PR #2833, opened 2023-08-24
Introduce a dedicated postgres connection for REST API

CyberDem0n:
Sharing a single connection between REST API and the main thread (doing heartbeats) was working mostly fine, except when Postgres becomes so slow that REST API queries start blocking the main loop.

If the dedicated REST API connection isn't available we use the heartbeat connection as a fallback.

### DIFF
--- a/patroni/api.py
+++ b/patroni/api.py
@@ -1380,7 +1380,7 @@ class RestApiServer(ThreadingMixIn, HTTPServer, Thread):
             :class:`psycopg.Error`: if had issues while executing *sql*.
             :class:`~patroni.exceptions.PostgresConnectionException`: if had issues while connecting to the database.
         """
-        # We first try top get a heartbeat connection because it is always required for the main thread
+        # We first try to get a heartbeat connection because it is always required for the main thread.
         try:
             heartbeat_connection = self.patroni.postgresql.connection_pool.get('heartbeat')
             heartbeat_connection.get()  # try to open psycopg connection to postgres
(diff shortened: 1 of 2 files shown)


patroni/api.py
```diff
@@ -1377,10 +1380,21 @@ def query(self, sql: str, *params: Any) -> List[Tuple[Any, ...]]:
             :class:`psycopg.Error`: if had issues while executing *sql*.
             :class:`~patroni.exceptions.PostgresConnectionException`: if had issues while connecting to the database.
         """
+        # We first try top get a heartbeat connection because it is always required for the main thread
```
matthbakeredb, line 1383:
```suggestion
        # We first try to get a heartbeat connection because it is always required for the main thread.
```

matthbakeredb (changes requested):
Looks good. One tiny correction.

barthisrael (approved):

tests/test_api.py
```diff
@@ -659,3 +677,9 @@ def test_reload_local_certificate(self):
 
     def test_get_certificate_serial_number(self):
         self.assertIsNone(self.srv.get_certificate_serial_number())
+
+    def test_query(self):
+        with patch.object(MockConnection, 'get', Mock(side_effect=OperationalError)):
+            self.assertRaises(PostgresConnectionException, self.srv.query, 'SELECT 1')
+        with patch.object(MockConnection, 'get', Mock(side_effect=[MockConnect(), OperationalError])):
+            self.srv.query('SELECT 1')
```
hughcapet, line 685: Maybe something like 
```
self.assertEqual(self.srv.query('SELECT 1'), MockConnection.query('SELECT 1'))
```
or
```
        with patch.object(MockConnection, 'get', Mock(side_effect=[MockConnect(), OperationalError])), \
             patch.object(MockConnection, 'query') as mock_query:
            self.srv.query('SELECT 1')
            mock_query.assert_called_once_with('SELECT 1')
```
?

hughcapet:
👍

CyberDem0n:
:+1:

□ □ □

How to complete this task: Please give the number of lines in the entries above that hold "OperationalError", with no other words.

Solution to this task: 3